The answer must consist of each line below that contains the string "adapters".

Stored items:
======

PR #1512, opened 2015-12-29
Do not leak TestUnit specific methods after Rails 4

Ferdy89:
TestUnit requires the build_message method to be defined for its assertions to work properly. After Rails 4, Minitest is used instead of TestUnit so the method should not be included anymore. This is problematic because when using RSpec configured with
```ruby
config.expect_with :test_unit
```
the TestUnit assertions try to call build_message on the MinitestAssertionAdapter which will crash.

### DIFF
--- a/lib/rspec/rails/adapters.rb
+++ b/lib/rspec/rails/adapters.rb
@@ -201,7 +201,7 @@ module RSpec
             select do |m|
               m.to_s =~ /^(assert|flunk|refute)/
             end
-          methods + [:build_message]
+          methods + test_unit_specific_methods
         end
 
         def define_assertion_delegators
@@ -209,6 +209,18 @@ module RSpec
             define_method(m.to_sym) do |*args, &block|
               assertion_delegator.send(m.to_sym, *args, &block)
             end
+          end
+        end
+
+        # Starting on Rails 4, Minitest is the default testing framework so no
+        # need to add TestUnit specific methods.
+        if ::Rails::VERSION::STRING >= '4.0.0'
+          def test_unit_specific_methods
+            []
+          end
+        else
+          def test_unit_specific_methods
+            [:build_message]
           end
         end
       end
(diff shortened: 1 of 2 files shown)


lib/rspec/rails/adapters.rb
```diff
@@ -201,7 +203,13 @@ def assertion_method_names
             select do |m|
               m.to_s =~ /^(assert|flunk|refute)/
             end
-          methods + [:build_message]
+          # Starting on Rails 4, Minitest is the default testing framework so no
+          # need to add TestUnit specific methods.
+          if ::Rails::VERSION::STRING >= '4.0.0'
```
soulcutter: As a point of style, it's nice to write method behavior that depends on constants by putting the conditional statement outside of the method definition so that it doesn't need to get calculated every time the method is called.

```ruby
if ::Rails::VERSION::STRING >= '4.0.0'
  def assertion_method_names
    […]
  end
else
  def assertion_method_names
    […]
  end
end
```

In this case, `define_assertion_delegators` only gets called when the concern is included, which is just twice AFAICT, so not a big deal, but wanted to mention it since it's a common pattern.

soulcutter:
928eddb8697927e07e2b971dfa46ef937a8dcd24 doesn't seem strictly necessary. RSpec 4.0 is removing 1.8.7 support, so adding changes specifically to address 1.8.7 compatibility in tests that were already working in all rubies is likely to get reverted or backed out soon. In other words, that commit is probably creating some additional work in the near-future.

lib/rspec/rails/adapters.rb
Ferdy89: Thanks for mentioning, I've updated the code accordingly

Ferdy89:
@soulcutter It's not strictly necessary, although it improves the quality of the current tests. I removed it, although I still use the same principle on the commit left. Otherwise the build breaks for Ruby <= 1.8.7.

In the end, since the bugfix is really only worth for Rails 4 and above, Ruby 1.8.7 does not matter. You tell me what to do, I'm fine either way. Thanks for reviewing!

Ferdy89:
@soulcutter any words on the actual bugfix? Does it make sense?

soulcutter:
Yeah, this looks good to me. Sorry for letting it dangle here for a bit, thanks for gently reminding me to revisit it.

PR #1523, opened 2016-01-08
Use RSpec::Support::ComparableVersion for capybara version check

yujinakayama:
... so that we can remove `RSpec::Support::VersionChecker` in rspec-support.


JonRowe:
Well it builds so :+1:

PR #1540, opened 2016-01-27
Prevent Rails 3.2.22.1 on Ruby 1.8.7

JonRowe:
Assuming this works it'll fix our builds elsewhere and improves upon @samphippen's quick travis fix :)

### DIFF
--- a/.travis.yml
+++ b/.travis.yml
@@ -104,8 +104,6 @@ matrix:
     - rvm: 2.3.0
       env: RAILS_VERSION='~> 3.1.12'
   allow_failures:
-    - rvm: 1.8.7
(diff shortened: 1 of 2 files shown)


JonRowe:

======

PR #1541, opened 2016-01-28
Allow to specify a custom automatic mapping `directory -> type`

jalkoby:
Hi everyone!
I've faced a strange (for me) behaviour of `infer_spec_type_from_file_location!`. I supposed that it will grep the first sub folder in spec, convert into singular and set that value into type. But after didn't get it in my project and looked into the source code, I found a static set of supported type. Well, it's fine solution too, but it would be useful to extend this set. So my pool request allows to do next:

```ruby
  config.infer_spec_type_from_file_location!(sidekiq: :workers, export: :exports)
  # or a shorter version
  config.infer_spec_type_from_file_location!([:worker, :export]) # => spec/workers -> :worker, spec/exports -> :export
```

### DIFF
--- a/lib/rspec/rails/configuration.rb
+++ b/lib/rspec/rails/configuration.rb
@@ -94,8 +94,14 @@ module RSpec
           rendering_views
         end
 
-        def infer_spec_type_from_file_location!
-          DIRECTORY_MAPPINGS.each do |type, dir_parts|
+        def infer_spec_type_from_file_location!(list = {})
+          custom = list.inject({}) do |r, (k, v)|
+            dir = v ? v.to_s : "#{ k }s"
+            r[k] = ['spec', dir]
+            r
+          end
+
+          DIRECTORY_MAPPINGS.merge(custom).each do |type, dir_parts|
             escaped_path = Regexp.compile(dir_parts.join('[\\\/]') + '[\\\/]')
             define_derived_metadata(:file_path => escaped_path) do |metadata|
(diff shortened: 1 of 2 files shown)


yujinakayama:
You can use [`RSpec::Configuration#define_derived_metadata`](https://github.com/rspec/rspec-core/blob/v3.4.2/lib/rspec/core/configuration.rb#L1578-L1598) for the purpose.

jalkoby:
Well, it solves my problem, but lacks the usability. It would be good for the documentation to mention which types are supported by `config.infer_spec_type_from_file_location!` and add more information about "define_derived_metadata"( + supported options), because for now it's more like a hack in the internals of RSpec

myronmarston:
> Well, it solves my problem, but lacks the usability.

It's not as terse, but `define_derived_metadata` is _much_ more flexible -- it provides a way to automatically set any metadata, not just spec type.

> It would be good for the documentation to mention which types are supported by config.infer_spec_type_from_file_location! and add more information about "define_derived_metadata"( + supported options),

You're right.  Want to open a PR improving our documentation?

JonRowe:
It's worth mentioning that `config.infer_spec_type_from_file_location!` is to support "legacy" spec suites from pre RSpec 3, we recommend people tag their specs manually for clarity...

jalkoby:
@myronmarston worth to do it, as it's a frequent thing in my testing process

======

Exercise solution:
--- a/lib/rspec/rails/adapters.rb
+++ b/lib/rspec/rails/adapters.rb
lib/rspec/rails/adapters.rb
lib/rspec/rails/adapters.rb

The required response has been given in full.